O colégio estava cheio, pais, alunos, até familiares distantes estavam presentes, professores nervosos andando de um lado para o outro, todos os alunos vestindo beca preta com faixa azul, eu estava sentado junto com eles nas cadeiras da frente, o capelo estava fazendo a minha cabeça coçar, estava inquieto, Amanda lançava uns olhares ameaçadores pra mim por estar me mexendo a cada segundo, não conseguia me manter quieto.

- Você quer beber uma água? Tomar um ar? - Henrique perguntou enquanto me via batendo a perna de nervoso.
- Não, estou bem. - Falei.
- E se você passar mal? - Henrique parecia preocupado comigo.
- Não vou... Só estou com calor. - Menti, eu estava quase passando mal
- Ok...

Depois de ouvir os discursos de alguns alunos eu consegui me acalmar, Beatriz tinha chegado atrasada, mas parecia tranquila, eu era o único que estava surtando. O meu surto duplicou quando ouvi meu nome sendo chamado pra fazer um discurso e pegar o diploma.
Subi as escadas com as pernas trêmulas, eu tinha a certeza que ia cair, mas não aconteceu, dei um aperto de mão em cada professor e professora.
Lá estava eu, sendo observado por umas quinhentas pessoas, dava pra ouvir a minha respiração no microfone, todos me olhavam ansiosos, eu não havia preparado um discurso, fui pego de surpresa, vi a minha mãe com os olhos marejado, ela deu um aceno discreto com um sorriso que dizia "Estou orgulhosa de você", aquilo foi o suficiente pra me dar coragem, comecei a falar.

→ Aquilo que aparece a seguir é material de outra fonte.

PR #4215, opened 2018-04-16
Set engine version when calling RestoreDBClusterFromSnapshot

steveh:
Hopefully fixes https://github.com/terraform-providers/terraform-provider-aws/issues/4214


bflad:

PR #4222, opened 2018-04-16
New Data Source: aws_lambda_invocation

spirius:
Data source for using lambda function as data provider, similar to [External Data Source](https://www.terraform.io/docs/providers/external/data_source.html).


spirius:
Test results

```
$ TF_ACC=1 go test -v -run=TestAccDataSourceAwsLambdaInvoke_* -timeout 120m
=== RUN   TestAccDataSourceAwsLambdaInvoke_basic
--- PASS: TestAccDataSourceAwsLambdaInvoke_basic (51.64s)
=== RUN   TestAccDataSourceAwsLambdaInvoke_qualifier
--- PASS: TestAccDataSourceAwsLambdaInvoke_qualifier (50.15s)
PASS
ok      github.com/terraform-providers/terraform-provider-aws/aws   101.834s
```

aws/data_source_aws_lambda_invoke.go
```diff
@@ -0,0 +1,91 @@
...
+			"input": {
+				Type:     schema.TypeMap,
+				Required: true,
+				ForceNew: true,
+				Elem: &schema.Schema{
+					Type: schema.TypeString,
+				},
+			},
+
+			"result": {
```
bflad: Same here -- we should convert this to `TypeString` and remove the JSON unmarshal handling/errors from the data source.

aws/data_source_aws_lambda_invoke.go
```diff
@@ -0,0 +1,91 @@
...
+
+	payload, err := json.Marshal(d.Get("input"))
+
+	if err != nil {
+		return err
+	}
+
+	res, err := conn.Invoke(&lambda.InvokeInput{
+		FunctionName:   aws.String(functionName),
+		InvocationType: aws.String(lambda.InvocationTypeRequestResponse),
```
bflad: In the future, we can allow a new `invocation_type` attribute for calling Lambda functions asynchronously with `Event` 👍

aws/provider.go
```diff
@@ -211,6 +211,7 @@ func Provider() terraform.ResourceProvider {
 			"aws_kms_ciphertext":                   dataSourceAwsKmsCiphertext(),
 			"aws_kms_key":                          dataSourceAwsKmsKey(),
 			"aws_kms_secret":                       dataSourceAwsKmsSecret(),
+			"aws_lambda_invoke":                    dataSourceAwsLambdaInvoke(),
```
bflad: Can you please rename the data source `aws_lambda_function_invocation`? Thanks!

aws/data_source_aws_lambda_invoke.go
spirius: If we use `TypeString` for `result`, how the returned data will be used later in terraform code? As far as I know there is no `jsondecode` or similar function available.

aws/data_source_aws_lambda_invoke.go
spirius: Exactly, I wanted to keep the first version simple, but I think we can pass some *random* s3 key  to lambda during invocation and expect to get result stored there.

PauloMigAlmeida:
@spirius Apparently, there are conflicts with the master branch that need to be solved before anyone from Hashicorp can take further action on this. Would you mind addressing them?

@bflad Apart from these conflicts, what else needs to be done in order to get this approved/merged into master? I'm happy to contribute to it in any way possible.

Cheers!

spirius:
@PauloMigAlmeida conflict fixed.

@bflad I've updated code according to your comments. The only question I have is regarding `result` field. If we use `TypeString` for it, how the result can be used later in terraform since it needs to be unmarshalled somehow and there is no builtin function in terraform for doing that.

bflad:
For handling the response, what do you think about the below? 😄 

* Renaming the existing `result` attribute to `result_map`
* Creating a new `result` attribute using `TypeString` with the "full" JSON string
* Ensuring the logic is setup so it does not completely fail when the JSON cannot be unmarshalled into the `map[string]interface{}` (and document the behavior that the attribute will show as missing downstream if the JSON cannot be unmarshalled)

This enables these use cases:
* Advanced operators that are comfortable with using `null_resource` or one of the community "JSON decoding" providers, can utilize the `TypeString` attribute today
* When `jsondecode` is implemented as an interpolation function upstream in Terraform core, people can immediately use the `TypeString` attribute without AWS provider code changes. The `jsondecode` function is being tracked upstream at: https://github.com/hashicorp/terraform/issues/10363
* Operators can still use the limited `TypeMap` implementation today, if their Lambda response fits the mold

spirius:
Hi @bflad, renamed `result` to `result_map` and added raw result to data source.

Test results:
```
$ TF_ACC=1 go test -v -run=TestAccDataSourceAwsLambdaInvocation_* -timeout 120m ./aws
=== RUN   TestAccDataSourceAwsLambdaInvocation_basic
--- PASS: TestAccDataSourceAwsLambdaInvocation_basic (51.32s)
=== RUN   TestAccDataSourceAwsLambdaInvocation_qualifier
--- PASS: TestAccDataSourceAwsLambdaInvocation_qualifier (53.58s)
=== RUN   TestAccDataSourceAwsLambdaInvocation_complex
--- PASS: TestAccDataSourceAwsLambdaInvocation_complex (50.13s)
PASS
ok  	github.com/terraform-providers/terraform-provider-aws/aws	155.076s
```

bflad:

PR #4241, opened 2018-04-17
S3 bucket: Allow enabling expired_object_delete_marker only

errriclee:
https://docs.aws.amazon.com/AmazonS3/latest/dev/lifecycle-configuration-examples.html#lifecycle-config-conceptual-ex7
Under "Current object versions don't have a well-defined lifecycle."

Allows enabling expired_object_delete_marker without setting days, so no current version expiration.

### DIFF
--- a/aws/resource_aws_s3_bucket.go
+++ b/aws/resource_aws_s3_bucket.go
@@ -246,7 +246,7 @@ func resourceAwsS3Bucket() *schema.Resource {
 									"days": {
 										Type:         schema.TypeInt,
 										Optional:     true,
-										ValidateFunc: validation.IntAtLeast(1),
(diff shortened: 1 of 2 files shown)


errriclee:
Resulting XML for lifecycle:
```
<?xml version="1.0" encoding="UTF-8"?>
<LifecycleConfiguration xmlns="http://s3.amazonaws.com/doc/2006-03-01/">
   <Rule>
      <Expiration>
         <ExpiredObjectDeleteMarker>true</ExpiredObjectDeleteMarker>
      </Expiration>
      <Filter>
         <Prefix>path1/</Prefix>
      </Filter>
      <ID>id1</ID>
      <Status>Enabled</Status>
   </Rule>
</LifecycleConfiguration>
```

PR #4248, opened 2018-04-18
Remove principal type AWS from IAM policy wildcard normalization

spirius:
The normalized IAM policies for wildcard principals are not accepted by IAM when used as trust policy for roles. According to [AWS IAM doc](https://docs.aws.amazon.com/IAM/latest/UserGuide/reference_policies_elements_principal.html) it should be fine, but in practice IAM returns `MalformedPolicyDocument: AssumeRolepolicy contained an invalid principal: "STAR":"*"` error.

Basically following terraform code doesn't work, because it normalizes principal to `"Principal": "*"`, and it is not possible to get `{"Principal": {"AWS": *}}` in rendered policy when using `aws_iam_policy_document` data source
```hcl
data "aws_iam_policy_document" "policy" {
  statement {
    effect = "Deny"
    actions = ["sts:AssumeRole"]
    principals {
      type = "AWS"
      identifiers = ["*"]
    }
  }
}

resource "aws_iam_role" "role" {
  name = "test_role"
  assume_role_policy = "${data.aws_iam_policy_document.policy.json}"
}
```

Without normalization it works as expected:
```hcl
resource "aws_iam_role" "role" {
  name = "test_role"
  assume_role_policy = <<EOS
{
  "Statement": [
    {
      "Effect": "Deny",
      "Action": "sts:AssumeRole",
      "Principal": {
        "AWS": "*"
      }
    }
  ]
}
EOS
}
```

The PR removes principal type "AWS" from normalization.


bflad:
I _think_ this is a good idea, but we should add some additional user-facing documentation surrounding the various principal behaviors on the [`aws_iam_policy_document` data source page](https://www.terraform.io/docs/providers/aws/d/iam_policy_document.html). Can you include some additional verbiage in the principal(/type) section and/or bottom examples section please? We should call out the support for `type = "*"` explicitly at least.

*MAINTAINER NOTE: This will require a NOTE callout in the CHANGELOG, preferably linking to the above documentation enhancements*

spirius:
@bflad, added new section in docs about wildcard principals

bflad:

PR #18326, opened 2021-03-22
d/aws_glue_catalog_database-database-naming-convention

joelpinheiro:
When using Athena with the AWS Glue Data Catalog, we can use AWS Glue to create databases and tables (schema) to be queried in Athena, or we can use Athena to create schema and then use them in AWS Glue and related services. 

Under the hood, Athena uses Presto to process DML statements and Hive to process the DDL statements that create and modify schema. With these technologies, there are a couple of conventions to follow so that Athena and AWS Glue work well together.

One of the conventions is that the the only acceptable characters for database names are lowercase letters, numbers, and the underscore character ([source](https://docs.aws.amazon.com/athena/latest/ug/glue-best-practices.html#schema-names)). Hence the PR.

### Community Note

### DIFF
--- a/.changelog/18320.txt
+++ b/.changelog/18320.txt
@@ -1,3 +1,0 @@
-```release-notes:enhancement
-resource/aws_glue_catalog_database: Add `glue catalog database` naming convention.
-```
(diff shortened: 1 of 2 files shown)


gdavison (approved):
Looks good 🚀

PR #18436, opened 2021-03-26
Fix the `make tools` command

gdavison:
The command `make tools` currently fails due to a publishing error with github.com/hashicorp/go-getter v1.5.1.

```console
$ make tools

cd awsproviderlint && go install .
cd tools && go install github.com/bflad/tfproviderdocs
cd tools && go install github.com/client9/misspell/cmd/misspell
cd tools && go install github.com/golangci/golangci-lint/cmd/golangci-lint
cd tools && go install github.com/katbyte/terrafmt
verifying github.com/hashicorp/go-getter@v1.5.1: checksum mismatch
	downloaded: h1:LZ49OxqBBtdKJymlpX7oTyqGBQRg4xxQDyPW4hzoZqM=
	go.sum:     h1:lM9sM02nvEApQGFgkXxWbhfqtyN+AyhQmi+MaMdBDOI=

SECURITY ERROR
This download does NOT match an earlier download recorded in go.sum.
The bits may have been replaced on the origin server, or an attacker may
have intercepted the download attempt.

For more information, see 'go help module-auth'.
make: *** [tools] Error 1
```

The [v1.5.2 release of github.com/hashicorp/go-getter](https://github.com/hashicorp/go-getter/releases/tag/v1.5.2) states:

> The goreleaser release pipeline that was created and used for the 1.5.1 release was missing the GOPRIVATE env var being set, which caused private modules to be skipped. This release contains the same code as 1.5.1, but with GOPRIVATE set to github.com/hashicorp

Add an `exclude` directive to `tools/go.mod` to skip v.1.5.1


gdavison:
I'm actually a little curious why the GitHub Actions aren't failing. We call `cd tools && go install github.com/katbyte/terrafmt` in four workflows, and they're not failing, even though they fail locally.

PR #18571, opened 2021-04-05
docs: Add AWS_SDK_LOAD_CONFIG to env vars section

justincampbell:
I was unable to get the AWS provider to load the region, key ID, and secret from env vars on a new system. Setting `AWS_SDK_LOAD_CONFIG=1` resolved this, as suggested in [hashicorp/terraform-provider-aws#13057](https://github.com/hashicorp/terraform-provider-aws/issues/13057#issuecomment-620612604).

### Community Note

### DIFF
--- a/website/docs/index.html.markdown
+++ b/website/docs/index.html.markdown
@@ -87,12 +87,14 @@ provider "aws" {
 ### Environment Variables
 
 You can provide your credentials via the `AWS_ACCESS_KEY_ID` and
-`AWS_SECRET_ACCESS_KEY`, environment variables, representing your AWS
-Access Key and AWS Secret Key, respectively.  Note that setting your
-AWS credentials using either these (or legacy) environment variables
-will override the use of `AWS_SHARED_CREDENTIALS_FILE` and `AWS_PROFILE`.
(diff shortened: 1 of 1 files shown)


bflad:
Hey @justincampbell 👋  Good to see you and thank you for submitting this!

Since version 3.0.0 of the Terraform AWS Provider, the AWS SDK Go configuration has that option automatically enabled here: https://github.com/hashicorp/aws-sdk-go-base/blob/57529b4c2d2f8f3b5299d66a829b01259fa800d7/session.go#L46 so the environment variable should have no effect with the provider.

I'm personally hesitant to re-introduce the documentation for this environment variable because it should not be necessary any more and could cause confusion. If something is not working as expected without the `AWS_SDK_LOAD_CONFIG` environment variable on 3.x versions and later, we should suspect there is a bug somewhere or a potentially different issue occurring (e.g. the Terraform S3 Backend also needs to be Terraform CLI 0.13.0 or higher (IIRC) to also automatically load the AWS shared configuration). Please feel free to submit a full bug report and maybe we can narrow it down. 👍

justincampbell:
@bflad Hey! Thanks for taking a look.

I'm on AWS provider version 3.35.0, TF 14.9.0. I'll try to reproduce and open a separate issue. Thanks!

Issue #15334, opened 2020-09-24
tests/provider: Add concurrent sweepers


YakDriver:
### Community Note

* Please vote on this issue by adding a 👍 [reaction](https://blog.github.com/2016-03-10-add-reactions-to-pull-requests-issues-and-comments/) to the original issue to help the community and maintainers prioritize this request
* Please do not leave "+1" or other comments that do not add relevant new information or questions, they generate extra noise for issue followers and do not help prioritize the request
* If you are interested in working on this issue or have submitted a pull request, please leave a comment

### Description

When running a test suite, sweepers run before to make sure the environment is clean. However, these sweepers can take a very long time to run. Adding concurrency, especially to long-running sweepers, is likely to improve sweeper performance.

### Documentation

This is [the documentation](https://github.com/hashicorp/terraform-provider-aws/blob/main/docs/contributing/running-and-writing-acceptance-tests.md#writing-test-sweepers) for writing and/or updating sweepers in the tests. Also, refer to the PRs below for examples.

### Top 10 Longest Tests

 - [x] resource_aws_waf_web_acl_test.go (#15359)
 - [x] resource_aws_elasticsearch_domain_test.go (#18574)
 - [x] resource_aws_eks_node_group_test.go (#18575)
 - [x] resource_aws_redshift_cluster_test.go (#18576)
 - [x] resource_aws_elasticache_replication_group_test.go (#18587)
 - [x] resource_aws_redshift_snapshot_schedule_test.go (#18592)
 - [x] resource_aws_db_instance_test.go (#15336)
 - [ ] resource_aws_dms_replication_instance_test.go (#18623)
 - [ ] resource_aws_fsx_windows_file_system_test.go (#18626)
 - [ ] resource_aws_waf_rule_group_test.go (#18631)

### 6 Sweepers Running the Longest, April 7, 2021

- [ ] aws_instance (#18652)
- [x] aws_elasticache_replication_group (#18587)
- [ ] aws_subnet (#18653)
- [ ] aws_ecrpublic_repository (#18656)
- [ ] aws_security_group (#18657)
- [ ] aws_vpc (#18658)

### Affected Resources

 - [ ] resource_aws_acm_certificate_test.go
 - [ ] resource_aws_acmpca_certificate_authority_test.go
 - [ ] resource_aws_api_gateway_rest_api_test.go
 - [ ] resource_aws_api_gateway_vpc_link_test.go
[...]

PR #18657, opened 2021-04-08
tests/r/security_group: Add sweeper concurrency

YakDriver:
### Community Note

Relates #15334

Output from acceptance testing: NA

```
2021/04/08 00:16:05 [DEBUG] Security Group destroy: sg-0c83901c9e757f55d
2021/04/08 00:16:05 [DEBUG] Security Group destroy: sg-09aafd52d69555d9e
2021/04/08 00:16:06 [DEBUG] Waiting for state to become: [success]
2021/04/08 00:16:06 [DEBUG] Waiting for state to become: [success]
```

### DIFF
--- a/aws/resource_aws_security_group_test.go
+++ b/aws/resource_aws_security_group_test.go
@@ -73,11 +73,8 @@ func testSweepSecurityGroups(region string) error {
 		errs = multierror.Append(errs, fmt.Errorf("error describing EC2 Security Groups for %s: %w", region, err))
 	}
 
-	if len(sweepResources) > 0 {
-		// Any errors didn't prevent gathering some sweeping work, so do it.
-		if err := testSweepResourceOrchestrator(sweepResources); err != nil {
-			errs = multierror.Append(errs, fmt.Errorf("error sweeping EC2 Security Groups for %s: %w", region, err))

- Bom, primeiramente eu queria deixar claro que fui desleixado o suficiente pra esquecer de preparar um discurso. - Todos riram. - Mas vou tentar falar do meu jeito, espero que eu consiga. - Respirei fundo olhando para meus amigos que fizeram um legal com a mão, Beatriz mexia os lábios dizendo "Você está indo bem", sorri quando li seus lábios e continuei. - Desde que ouvi falar sobre o ensino médio pela primeira vez, eu me desesperei, digamos que não sou muito sociável e a minha cara emburrada de sempre desagrada muita gente, mas não foi a catástrofe que eu imaginava, foi incrível. Tive os melhores amigos que alguém poderia ter ao meu lado a todo momento, amigos que me sinto privilegiado em ter encontrado, que nunca em deixaram na mão, sempre me apoiaram em absolutamente tudo. Falo tranquilamente que nunca me faltou colo, nem sequer uma vez. - Fiz uma pausa lembrando de um momento especial.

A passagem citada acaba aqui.